N/A: Olá! ToT Como vão? Estou aqui com o terceiro capítulo de Ma Petite Amie. Ele não foi revisado (então, ignorem os erros), embora ele esteje completo há um mês... O encontro não ficou do jeito que eu queria e tenho quase certeza que irei reescreve-lo. Peço que mesmo que não gostem do capítulo, deixem reviews falando, assim saberei o que tenho que mudar, não é mesmo? Eu ainda não tenho nada escrito do quarto capítulo, mas eu farei o impossível para que ele esteje postado no dia seis de dezembro. Até a nota final do capítulo. XD Boa leitura!
Capítulo três:
Encontros
(Capítulo escrito ao som de Hadashi no Mirai - Arashi)
Se no teto de seu quarto tivesse estrelas ou alguma coisa do tipo, Sesshoumaru já saberia exatamente quantas e qual era posição de cada uma, com latitude se fosse preciso. E... Era necessário dizer que estava entediado?
O youkai se encontrava vestido para um dia normal de trabalho, mas assim que sua "querida" madrasta o vira, antes das sete da manhã na sala de jantar, onde faziam todas as refeições, o mandara de volta para o quarto.
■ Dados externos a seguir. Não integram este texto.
PR #1258, opened 2022-01-19
Warming pr

fulmicoton:
Warmer implementations can be registered with the IndexReaderBuilder and used to maintain any segment-level caches effectively.

By integrating Warmer::warm() with the reload mechanism, we can ensure that any new segments are warmed before they can be exercised via a new generation of Searchers.

Warmer::garbage_collect() is called when some searcher generation has been fully dropped, with the set of segment IDs that are still active. This allows implementations to prune redundant state.

### DIFF
--- a/examples/warmer.rs
+++ b/examples/warmer.rs
@@ -1,0 +1,224 @@
+use std::cmp::Reverse;
+use std::collections::{HashMap, HashSet};
+use std::sync::{Arc, RwLock, Weak};
+
+use tantivy::collector::TopDocs;
+use tantivy::fastfield::FastFieldReader;
+use tantivy::query::QueryParser;
+use tantivy::schema::{Field, Schema, FAST, TEXT};
+use tantivy::{doc, DocAddress, DocId, Index, IndexReader, SegmentReader, TrackedObject};
+use tantivy::{Opstamp, Searcher, SearcherIndexGeneration, SegmentId, Warmer};
+
+// This example shows how warmers can be used to
+// load a values from an external sources using the Warmer API.
+//
+// In this example, we assume an e-commerce search engine.
+
+type ProductId = u64;
+
+/// Price
+type Price = u32;
+
+pub trait PriceFetcher: Send + Sync + 'static {
+    fn fetch_prices(&self, product_ids: &[ProductId]) -> Vec<Price>;
+}
+
+struct DynamicPriceColumn {
+    field: Field,
+    price_cache: RwLock<HashMap<(SegmentId, Option<Opstamp>), Arc<Vec<Price>>>>,
+    price_fetcher: Box<dyn PriceFetcher>,
+}
+
+impl DynamicPriceColumn {
+    pub fn with_product_id_field<T: PriceFetcher>(field: Field, price_fetcher: T) -> Self {
+        DynamicPriceColumn {
+            field,
+            price_cache: Default::default(),
+            price_fetcher: Box::new(price_fetcher),
+        }
+    }
+
+    pub fn price_for_segment(&self, segment_reader: &SegmentReader) -> Option<Arc<Vec<Price>>> {
+        let segment_key = (segment_reader.segment_id(), segment_reader.delete_opstamp());
+        self.price_cache.read().unwrap().get(&segment_key).cloned()
+    }
+}
+impl Warmer for DynamicPriceColumn {
+    fn warm(&self, searcher: &Searcher) -> tantivy::Result<()> {
+        for segment in searcher.segment_readers() {
+            let key = (segment.segment_id(), segment.delete_opstamp());
+            let product_id_reader = segment.fast_fields().u64(self.field)?;
+            let product_ids: Vec<ProductId> = segment
+                .doc_ids_alive()
+                .map(|doc| product_id_reader.get(doc))
+                .collect();
+            let mut prices_it = self.price_fetcher.fetch_prices(&product_ids).into_iter();
+            let mut price_vals: Vec<Price> = Vec::new();
+            for doc in 0..segment.max_doc() {
+                if segment.is_deleted(doc) {
+                    price_vals.push(0);
+                } else {
+                    price_vals.push(prices_it.next().unwrap())
+                }
+            }
+            self.price_cache
+                .write()
+                .unwrap()
+                .insert(key, Arc::new(price_vals));
+        }
+        Ok(())
+    }
+
+    fn garbage_collect(&self, live_generations: &[TrackedObject<SearcherIndexGeneration>]) {
+        let live_segment_id_and_delete_ops: HashSet<(SegmentId, Option<Opstamp>)> =
+            live_generations
+                .iter()
+                .flat_map(|gen| gen.segments())
+                .map(|(&segment_id, &opstamp)| (segment_id, opstamp))
+                .collect();
+        let mut price_cache_wrt = self.price_cache.write().unwrap();
+        // let price_cache = std::mem::take(&mut *price_cache_wrt);
+        // Drain would be nicer here.
+        *price_cache_wrt = std::mem::take(&mut *price_cache_wrt)
+            .into_iter()
+            .filter(|(seg_id_and_op, _)| !live_segment_id_and_delete_ops.contains(seg_id_and_op))
+            .collect();
+    }
+}
+
+/// For the sake of this example, the table is just an editable HashMap behind a RwLock.
+/// This map represents a map (ProductId -> Price)
+///
+/// In practise, it could be fetching things from an external service, like a SQL table.
+///
+#[derive(Default, Clone)]
+pub struct ExternalPriceTable {
+    prices: Arc<RwLock<HashMap<ProductId, Price>>>,
+}
+
+impl ExternalPriceTable {
+    pub fn update_price(&self, product_id: ProductId, price: Price) {
+        let mut prices_wrt = self.prices.write().unwrap();
+        prices_wrt.insert(product_id, price);
+    }
+}
+
+impl PriceFetcher for ExternalPriceTable {
+    fn fetch_prices(&self, product_ids: &[ProductId]) -> Vec<Price> {
+        let prices_read = self.prices.read().unwrap();
+        product_ids
+            .iter()
+            .map(|product_id| prices_read.get(product_id).cloned().unwrap_or(0))
+            .collect()
+    }
+}
+
+fn main() -> tantivy::Result<()> {
+    // Declaring our schema.
+    let mut schema_builder = Schema::builder();
+    // The product id is assumed to be a primary id for our external price source.
+    let product_id = schema_builder.add_u64_field("product_id", FAST);
+    let text = schema_builder.add_text_field("text", TEXT);
+    let schema: Schema = schema_builder.build();
+
+    let price_table = ExternalPriceTable::default();
+    let price_dynamic_column = Arc::new(DynamicPriceColumn::with_product_id_field(
+        product_id,
+        price_table.clone(),
+    ));
+    price_table.update_price(OLIVE_OIL, 12);
+    price_table.update_price(GLOVES, 13);
+    price_table.update_price(SNEAKERS, 80);
+
+    const OLIVE_OIL: ProductId = 323423;
+    const GLOVES: ProductId = 3966623;
+    const SNEAKERS: ProductId = 23222;
+
+    let index = Index::create_in_ram(schema);
+    let mut writer = index.writer_with_num_threads(1, 10_000_000)?;
+    writer.add_document(doc!(product_id=>OLIVE_OIL, text=>"cooking olive oil from greece"))?;
+    writer.add_document(doc!(product_id=>GLOVES, text=>"kitchen gloves, perfect for cooking"))?;
+    writer.add_document(doc!(product_id=>SNEAKERS, text=>"uber sweet sneakers"))?;
+    writer.commit()?;
+
+    let warmers: Vec<Weak<dyn Warmer>> = vec![Arc::downgrade(
+        &(price_dynamic_column.clone() as Arc<dyn Warmer>),
+    )];
+    let reader: IndexReader = index
+        .reader_builder()
+        .warmers(warmers)
+        .num_searchers(1)
+        .try_into()?;
+    reader.reload()?;
+
+    let query_parser = QueryParser::for_index(&index, vec![text]);
+    let query = query_parser.parse_query("cooking")?;
+
+    let searcher = reader.searcher();
+    let score_by_price = move |segment_reader: &SegmentReader| {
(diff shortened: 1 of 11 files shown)


src/reader/mod.rs
```diff
@@ -124,33 +156,53 @@ impl TryInto<IndexReader> for IndexReaderBuilder {
...
+        // Prevents segment files from getting deleted while we are in the process of opening them
+        let _meta_lock = self.index.directory().acquire_lock(&META_LOCK)?;
+        let searchable_segments = self.index.searchable_segments()?;
+        let generation = self
+            .searcher_generation_counter
+            .fetch_add(1, atomic::Ordering::Relaxed);
+        let searcher_generation = SearcherIndexGeneration::from_segment_metas(
+            searchable_segments.iter().map(|segment| segment.meta()),
+            generation,
+        );
```
shikhar: Minor, not a big deal either way: now that `SegmentReader` provides `delete_opstamp()`, we could  `from_segment_readers(&[SegmentReader])` using the `segment_readers` vec.

src/reader/warming.rs
```diff
@@ -0,0 +1,341 @@
...
+
+    /// [Warmer::garbage_collect] active warmers if some searcher generation is observed to have been dropped.
+    fn gc_maybe(&mut self) -> bool {
+        // TODO avoid GC if no gen was deleted
+        let live_generations = self.searcher_generation_inventory.list();
+        let live_generation_ids: HashSet<u64> = live_generations
+            .iter()
+            .map(|searcher_generation| searcher_generation.generation_id())
+            .collect();
+        let warmup_not_required = self
```
shikhar: `gc_not_required` :-)

src/core/searcher.rs
```diff
@@ -10,9 +9,62 @@ use crate::space_usage::SearcherSpaceUsage;
...
+use crate::SegmentId;
+use crate::SegmentMeta;
+use crate::TrackedObject;
 
+use std::collections::BTreeMap;
 use std::{fmt, io};
 
+/// Identifies the index generation accessed by a [Searcher].
+#[derive(Debug, Clone, PartialEq, Eq, PartialOrd, Ord, Hash)]
+pub struct SearcherIndexGeneration {
```
shikhar: Shall we name this back to `SearcherGeneration`? When it was wrapping `segments` it was only concerned with index state, but with `generation_id` it also contains an identifier for a generation of `Searcher`.

src/reader/warming.rs
```diff
@@ -0,0 +1,341 @@
...
+            .flat_map(|weak_warmer| weak_warmer.upgrade())
+            .collect::<Vec<_>>();
+        self.warmers = strong_warmers.iter().map(Arc::downgrade).collect();
+        strong_warmers
+    }
+
+    /// [Warmer::garbage_collect] active warmers if some searcher generation is observed to have been dropped.
+    fn gc_maybe(&mut self) -> bool {
+        // TODO avoid GC if no gen was deleted
+        let live_generations = self.searcher_generation_inventory.list();
```
shikhar, line 106: much neater thanks to `census`, makes a lot of sense to reuse it

examples/warmer.rs
```diff
@@ -0,0 +1,224 @@
...
+use tantivy::fastfield::FastFieldReader;
+use tantivy::query::QueryParser;
+use tantivy::schema::{Field, Schema, FAST, TEXT};
+use tantivy::{doc, DocAddress, DocId, Index, IndexReader, SegmentReader, TrackedObject};
+use tantivy::{Opstamp, Searcher, SearcherIndexGeneration, SegmentId, Warmer};
+
+// This example shows how warmers can be used to
+// load a values from an external sources using the Warmer API.
+//
+// In this example, we assume an e-commerce search engine.
```
shikhar, line 15: Awesome, thanks for adding this!

src/reader/warming.rs
```diff
@@ -0,0 +1,341 @@
...
+            .iter()
+            .flat_map(|weak_warmer| weak_warmer.upgrade())
+            .collect::<Vec<_>>();
+        self.warmers = strong_warmers.iter().map(Arc::downgrade).collect();
+        strong_warmers
+    }
+
+    /// [Warmer::garbage_collect] active warmers if some searcher generation is observed to have been dropped.
+    fn gc_maybe(&mut self) -> bool {
+        // TODO avoid GC if no gen was deleted
```
shikhar: I agree with not doing this right now, but to be more explicit "avoid GC if the only generations dropped are semantically equivalent to a live generation"

src/reader/mod.rs
```diff
@@ -124,33 +156,53 @@ impl TryInto<IndexReader> for IndexReaderBuilder {
...
     }
 
-    /// Returns the list of segments that are searchable
-    fn searchable_segments(&self) -> crate::Result<Vec<Segment>> {
-        self.index.searchable_segments()
+    fn open(&self) -> crate::Result<(TrackedObject<SearcherIndexGeneration>, Vec<SegmentReader>)> {
+        // Prevents segment files from getting deleted while we are in the process of opening them
+        let _meta_lock = self.index.directory().acquire_lock(&META_LOCK)?;
+        let searchable_segments = self.index.searchable_segments()?;
+        let generation = self
```
shikhar: `generation_id`

src/core/searcher.rs
```diff
@@ -10,9 +9,62 @@ use crate::space_usage::SearcherSpaceUsage;
...
+        self.segments.get(segment_id).copied().flatten()
+    }
+
+    /// Return an iterator over the `(SegmentId, Option<Opstamp>)`.
+    pub fn segments(&self) -> &BTreeMap<SegmentId, Option<Opstamp>> {
+        &self.segments
+    }
+
+    /// Returns an ID identifying a searcher generation uniquely.
+    pub fn searcher_gen(&self) -> u64 {
```
shikhar: just `id()`?

src/core/searcher.rs
```diff
@@ -10,9 +9,62 @@ use crate::space_usage::SearcherSpaceUsage;
...
+    pub fn generation_id(&self) -> u64 {
+        self.generation_id
+    }
+
+    /// `Opstamp` of the last delete operation accounted for in the specified segment, if present.
+    pub fn delete_opstamp(&self, segment_id: &SegmentId) -> Option<Opstamp> {
+        self.segments.get(segment_id).copied().flatten()
+    }
+
+    /// Return an iterator over the `(SegmentId, Option<Opstamp>)`.
```
shikhar: `s/iterator over/mapping from/`?

src/core/searcher.rs
shikhar: Ah actually this fn looks like an accidental a dupe of `generation_id()` above

src/core/searcher.rs
```diff
@@ -10,9 +9,62 @@ use crate::space_usage::SearcherSpaceUsage;
...
+
+    /// Returns the searcher generation id.
+    pub fn generation_id(&self) -> u64 {
+        self.generation_id
+    }
+
+    /// `Opstamp` of the last delete operation accounted for in the specified segment, if present.
+    pub fn delete_opstamp(&self, segment_id: &SegmentId) -> Option<Opstamp> {
+        self.segments.get(segment_id).copied().flatten()
+    }
```
shikhar: I'm good with omitting `segment_ids()` and `delete_opstamp()`, users can get it directly from `segments()`.

shikhar (approved):
Looks great, just minor comments!

src/reader/warming.rs
```diff
@@ -0,0 +1,341 @@
...
+    fn gc_maybe(&self) -> bool {
+        self.0.lock().unwrap().gc_maybe()
+    }
+}
+
+struct WarmingStateInner {
+    num_warming_threads: usize,
+    warmers: Vec<Weak<dyn Warmer>>,
+    gc_thread: Option<JoinHandle<()>>,
+    searcher_generation_ids: HashSet<u64>,
```
shikhar: Maybe `warmed_generation_ids` is more descriptive? (and update `warm_new_searcher_generation()` to only insert into it after warmup...)

src/reader/mod.rs
fulmicoton: Yes... By the way I had to add it, because it is necessary on the consumer side.

fulmicoton: Addressed.

src/reader/warming.rs
fulmicoton: ah thanks for catching that.

src/core/searcher.rs
fulmicoton: Yes I think that would be better.

src/reader/mod.rs
fulmicoton: Renamed

src/reader/warming.rs
fulmicoton: I need to drop this TODO. It is obsolete.

src/core/searcher.rs
fulmicoton: Ok! I removed the methods.

src/reader/warming.rs
fulmicoton: Very good point.

fulmicoton: I moved it a little bit down...
But not after the warm up :).
Here is my train of thoughts.

This list is here as an optimization to avoid triggers Warmer GC when we identify this is not useful.
In other words:
If we have too many elements in it, this is not a bug.
If we have not enough elements in it, it can induce a bug.

The invariant we want to keep is "we warmed up a generation => that generation id is in that list" (where => means implies).

The invariant require us to add stuff in the list before we warm up.

Being strict on that kind of invariant is useful when doing multithreading or if there is a state that is persisted.
Here I think we don't have this problem, so this is just a defensive practise.

fulmicoton: I moved it a little bit down...
But not after the warm up :).
Here is my train of thoughts.

This list is here as an optimization to avoid triggers Warmer GC when we identify this is not useful.
In other words:
If we have too many elements in it, this is not a bug.
If we have not enough elements in it, it can induce a bug.

The invariant we want to keep is "we warmed up a generation => that generation id is in that list" (where => means implies).

The invariant require us to add stuff in the list before we warm up.

Being strict on that kind of invariant is useful when doing multithreading or if there is a state that is persisted.
Here I think we don't have this problem, so this is just a defensive practise.

fulmicoton:
Thanks @shikhar for the great comments!
I ended up pushing my PR a bit late last night, so it was very sloppy. Sorry for that.

src/core/searcher.rs
```diff
@@ -49,6 +103,11 @@ impl Searcher {
         &self.index
     }
 
+    /// [SearcherIndexGeneration] which identifies the index data accessed by this generation of `Searcher`.
+    pub fn index_generation(&self) -> &SearcherGeneration {
```
shikhar: I think now you can call this fn just `generation()` + the doc reference needs a fix

src/core/searcher.rs
```diff
@@ -10,9 +9,61 @@ use crate::space_usage::SearcherSpaceUsage;
...
+use crate::Opstamp;
+use crate::SegmentId;
+use crate::TrackedObject;
 
+use std::collections::BTreeMap;
 use std::{fmt, io};
 
+/// Identifies the searcher generation accessed by a [Searcher].
+///
+/// While this may seem, it contains both a `generation_id` AND a list of
```
shikhar: may seem.... :)

src/core/searcher.rs
```diff
@@ -10,9 +9,61 @@ use crate::space_usage::SearcherSpaceUsage;
...
+/// `(SegmentId, DeleteOpstamp)`.
+///
+/// The reason for this, is that this object is used by the `Warmer` API.
+/// It makes it possible to identify which artifact should be refreshed
+/// or garbage collected.
+///
+/// Some `Warmer` might product artifact keyed by:
```
shikhar: might key product artifacts by

src/core/searcher.rs
```diff
@@ -23,6 +74,7 @@ pub struct Searcher {
     index: Index,
     segment_readers: Vec<SegmentReader>,
     store_readers: Vec<StoreReader>,
+    index_generation: TrackedObject<SearcherGeneration>,
```
shikhar: can name this just `generation` now perhaps

shikhar: might be worth grepping for usage of `index_generation` and considering a rename

src/reader/warming.rs
```diff
@@ -0,0 +1,343 @@
...
+pub const GC_INTERVAL: Duration = Duration::from_secs(1);
+
+/// `Warmer` can be used to maintain segment-level state e.g. caches.
+///
+/// They must be registered with the [IndexReaderBuilder].
+pub trait Warmer: Sync + Send {
+    /// Perform any warming work using the provided [Searcher].
+    fn warm(&self, searcher: &Searcher) -> crate::Result<()>;
+
+    /// Discard internal state for any [SearcherIndexGeneration] not provided.
```
shikhar: Also worth grepping for `IndexGeneration` to fixup those doc refs

examples/warmer.rs
```diff
@@ -0,0 +1,224 @@
...
+        ]
+    );
+
+    // Olive oil just got more expensive!
+    price_table.update_price(OLIVE_OIL, 15);
+
+    // The price update are directly reflected on `reload`.
+    //
+    // Be careful here though!...
+    // You may have spotted that we are still using the same `Searcher`.
```
shikhar, line 194: using.. in the sense `searcher` above not dropped yet? I see you acquiring a new one after the reload.

src/core/searcher.rs
shikhar: very useful to have this kind of guidance btw!

examples/warmer.rs
fulmicoton: ah oops yes the reacquire is an error.

src/core/searcher.rs
```diff
@@ -10,9 +9,62 @@ use crate::space_usage::SearcherSpaceUsage;
...
+///
+/// While this might seem redundant, a [SearcherGeneration] contains
+/// both a `generation_id` AND a list of `(SegmentId, DeleteOpstamp)`.
+///
+/// This is on purpose. This object is used by the `Warmer` API.
+/// Having both information makes it possible to identify which
+/// artifact should be refreshed or garbage collected.
+///
+/// Depending on the use case, `Warmer`'s implementers can decide to
+/// product artifacts per:
```
shikhar: i think you meant produce/key instead of product

shikhar (approved):
final pass LG!

src/core/searcher.rs
fulmicoton: Grep for dexGen and dex_gen and removed occurences.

Alegando que ele estava de folga e poderia dormir até tarde. Rodou os olhos, para Izayoi "folga" era sinônimo de "suspensão".
Suspirou levantando-se, deveria ser umas dez horas... Quase se jogou nela novamente, não tinha nada o que fazer! Nem para onde ir, afinal era quarta-feira! Ele teria, tirando hoje, mais dois longos dias sem trabalhar! Isso o deixava... Aterrorizado! Estava tão acostumado a entrar no trabalho às oito horas, ficar trancado no escritório até às quatro (quando parava apenas para tomar uma xícara de café) e só saia da empresa quando o porteiro, lhe interfonava, perguntando se queria que deixasse uma chave com ele. Mas como era muito estressante fechar tudo e ainda ligar todos os alarmes entre outros, ia emborajunto com Jyaken quese estressava com tantos botões azuis, verdes, vermelhos... Mas, isso era a sua rotina! Quebrá-la, assim, de repente, fazia-o parecer um velho estressado que necessitava urgentemente de folga!
Não, ele não era velho! Youkais não ficam velhos! Isso é coisa ridiculamente, pateticamente típica de humanos! E! Ele não estava estressado!Por Kami! Sesshoumaru Inokuma estressado? Ridículo! Sem perceber, já estava parado em frente ao espelho analisando o seu rosto. E ele estava com a mesma cara de sempre, as mesmas olheiras de sempre...
Olheiras? Ele, com olheiras? Impossível! Analisou as marcas marrons abaixo de seus orbes dourados... Oh! Ele, ele! Ele estava com olheiras! Não que ele fosse vaidoso, mas ele se cuidava!
Depois de algum tempo, reparou em murmúrios vindos do andar de baixo, mais precisamente do escritório. Ele fechou os olhos, elaestava de novo em sua casa... Perguntava-se o que elas tanto conversavam... Bem, devia ser fofoca, já que uma vez, ele escutara sem querer Rin falando sobre uma mulher ser muito alta para ele, e outra ser muito gorda. Suspirou, o que as mulheres conversavam por horas além de meter o pau nas amigas, inimigas e nos homens?
Sesshoumaru só percebeu que havia algo errado nas duas humanas quando o convidaram para ir ao shopping com elas e teve certeza quando Izayoi sumiu e uma mulher que tinha idade para ser sua avó começou a falar com ele, assim que passaram em frente a uma fonte.
- Olá! - Cumprimentou-o, ficando bem perto, tinha um sorriso bobo nos lábios, mas em seus olhos havia um olhar malicioso. Ele afastou-se arqueando a sobrancelha no processo. - Nossa... Não sabia que você era tímido... Mas, tudo bem. Eu farei com que fique extrovertido. - A malícia passou para os lábios enquanto" analisava-o". - Arregalou os orbes dourados, aquela velha, definitivamente era doida!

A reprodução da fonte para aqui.